## INSTRUCTIONS TO FOLLOW
With nothing added or dropped, output every record below exactly.

## WORKING DATA
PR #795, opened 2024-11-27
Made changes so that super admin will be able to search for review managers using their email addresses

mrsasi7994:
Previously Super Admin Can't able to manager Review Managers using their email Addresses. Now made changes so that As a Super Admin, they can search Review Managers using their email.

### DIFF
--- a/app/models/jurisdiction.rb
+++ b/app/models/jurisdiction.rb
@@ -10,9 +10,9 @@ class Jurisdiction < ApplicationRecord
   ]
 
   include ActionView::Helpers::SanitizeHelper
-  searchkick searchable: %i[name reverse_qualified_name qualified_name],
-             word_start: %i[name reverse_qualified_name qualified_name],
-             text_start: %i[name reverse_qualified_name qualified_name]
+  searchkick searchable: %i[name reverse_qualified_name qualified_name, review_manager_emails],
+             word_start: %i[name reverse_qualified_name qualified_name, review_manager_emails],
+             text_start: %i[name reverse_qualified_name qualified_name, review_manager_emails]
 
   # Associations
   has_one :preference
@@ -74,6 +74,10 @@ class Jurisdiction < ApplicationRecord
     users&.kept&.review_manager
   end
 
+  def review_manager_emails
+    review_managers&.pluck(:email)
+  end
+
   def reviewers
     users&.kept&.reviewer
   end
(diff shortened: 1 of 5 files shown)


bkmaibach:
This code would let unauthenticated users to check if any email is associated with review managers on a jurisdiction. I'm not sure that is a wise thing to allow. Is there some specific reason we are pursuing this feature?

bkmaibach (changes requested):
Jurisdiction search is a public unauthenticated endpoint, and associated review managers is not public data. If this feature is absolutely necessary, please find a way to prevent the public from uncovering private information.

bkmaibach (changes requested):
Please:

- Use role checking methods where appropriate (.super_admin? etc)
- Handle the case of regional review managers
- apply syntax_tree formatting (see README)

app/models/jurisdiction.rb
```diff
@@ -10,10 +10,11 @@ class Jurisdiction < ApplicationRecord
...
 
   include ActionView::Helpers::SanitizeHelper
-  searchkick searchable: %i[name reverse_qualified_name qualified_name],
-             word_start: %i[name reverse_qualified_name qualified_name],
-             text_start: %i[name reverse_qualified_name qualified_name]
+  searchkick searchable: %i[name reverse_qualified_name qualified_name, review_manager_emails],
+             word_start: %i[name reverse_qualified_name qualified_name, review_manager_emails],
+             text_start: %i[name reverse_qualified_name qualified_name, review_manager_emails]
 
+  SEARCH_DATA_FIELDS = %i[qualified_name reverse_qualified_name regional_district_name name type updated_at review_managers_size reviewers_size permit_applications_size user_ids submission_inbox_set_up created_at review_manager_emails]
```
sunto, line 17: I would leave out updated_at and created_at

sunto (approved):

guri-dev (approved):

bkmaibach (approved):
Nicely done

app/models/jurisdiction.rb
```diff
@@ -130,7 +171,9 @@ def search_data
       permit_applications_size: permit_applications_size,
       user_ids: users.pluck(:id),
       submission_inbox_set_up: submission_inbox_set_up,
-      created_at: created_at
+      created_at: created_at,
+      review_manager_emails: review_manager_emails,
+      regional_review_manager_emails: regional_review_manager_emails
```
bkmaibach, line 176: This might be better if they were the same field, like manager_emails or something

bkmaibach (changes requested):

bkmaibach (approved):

## RESPONSE TO THE TASK
PR #795, opened 2024-11-27
Made changes so that super admin will be able to search for review managers using their email addresses

mrsasi7994:
Previously Super Admin Can't able to manager Review Managers using their email Addresses. Now made changes so that As a Super Admin, they can search Review Managers using their email.

### DIFF
--- a/app/models/jurisdiction.rb
+++ b/app/models/jurisdiction.rb
@@ -10,9 +10,9 @@ class Jurisdiction < ApplicationRecord
   ]
 
   include ActionView::Helpers::SanitizeHelper
-  searchkick searchable: %i[name reverse_qualified_name qualified_name],
-             word_start: %i[name reverse_qualified_name qualified_name],
-             text_start: %i[name reverse_qualified_name qualified_name]
+  searchkick searchable: %i[name reverse_qualified_name qualified_name, review_manager_emails],
+             word_start: %i[name reverse_qualified_name qualified_name, review_manager_emails],
+             text_start: %i[name reverse_qualified_name qualified_name, review_manager_emails]
 
   # Associations
   has_one :preference
@@ -74,6 +74,10 @@ class Jurisdiction < ApplicationRecord
     users&.kept&.review_manager
   end
 
+  def review_manager_emails
+    review_managers&.pluck(:email)
+  end
+
   def reviewers
     users&.kept&.reviewer
   end
(diff shortened: 1 of 5 files shown)


bkmaibach:
This code would let unauthenticated users to check if any email is associated with review managers on a jurisdiction. I'm not sure that is a wise thing to allow. Is there some specific reason we are pursuing this feature?

bkmaibach (changes requested):
Jurisdiction search is a public unauthenticated endpoint, and associated review managers is not public data. If this feature is absolutely necessary, please find a way to prevent the public from uncovering private information.

bkmaibach (changes requested):
Please:

- Use role checking methods where appropriate (.super_admin? etc)
- Handle the case of regional review managers
- apply syntax_tree formatting (see README)

app/models/jurisdiction.rb
```diff
@@ -10,10 +10,11 @@ class Jurisdiction < ApplicationRecord
...
 
   include ActionView::Helpers::SanitizeHelper
-  searchkick searchable: %i[name reverse_qualified_name qualified_name],
-             word_start: %i[name reverse_qualified_name qualified_name],
-             text_start: %i[name reverse_qualified_name qualified_name]
+  searchkick searchable: %i[name reverse_qualified_name qualified_name, review_manager_emails],
+             word_start: %i[name reverse_qualified_name qualified_name, review_manager_emails],
+             text_start: %i[name reverse_qualified_name qualified_name, review_manager_emails]
 
+  SEARCH_DATA_FIELDS = %i[qualified_name reverse_qualified_name regional_district_name name type updated_at review_managers_size reviewers_size permit_applications_size user_ids submission_inbox_set_up created_at review_manager_emails]
```
sunto, line 17: I would leave out updated_at and created_at

sunto (approved):

guri-dev (approved):

bkmaibach (approved):
Nicely done

app/models/jurisdiction.rb
```diff
@@ -130,7 +171,9 @@ def search_data
       permit_applications_size: permit_applications_size,
       user_ids: users.pluck(:id),
       submission_inbox_set_up: submission_inbox_set_up,
-      created_at: created_at
+      created_at: created_at,
+      review_manager_emails: review_manager_emails,
+      regional_review_manager_emails: regional_review_manager_emails
```
bkmaibach, line 176: This might be better if they were the same field, like manager_emails or something

bkmaibach (changes requested):

bkmaibach (approved):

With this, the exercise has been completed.